[Records for this exercise Boundary: Start]

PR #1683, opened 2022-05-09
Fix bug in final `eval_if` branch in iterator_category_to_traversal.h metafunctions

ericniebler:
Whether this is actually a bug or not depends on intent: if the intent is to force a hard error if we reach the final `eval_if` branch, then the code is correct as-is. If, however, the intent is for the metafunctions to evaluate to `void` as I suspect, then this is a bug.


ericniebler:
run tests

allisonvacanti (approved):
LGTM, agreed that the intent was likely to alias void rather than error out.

[Records for this exercise Boundary: End]

▸ **Goal of the exercise**:
In full and without error, give the listing again.

▸ **Exercise solution**:
PR #1683, opened 2022-05-09
Fix bug in final `eval_if` branch in iterator_category_to_traversal.h metafunctions

ericniebler:
Whether this is actually a bug or not depends on intent: if the intent is to force a hard error if we reach the final `eval_if` branch, then the code is correct as-is. If, however, the intent is for the metafunctions to evaluate to `void` as I suspect, then this is a bug.


ericniebler:
run tests

allisonvacanti (approved):
LGTM, agreed that the intent was likely to alias void rather than error out.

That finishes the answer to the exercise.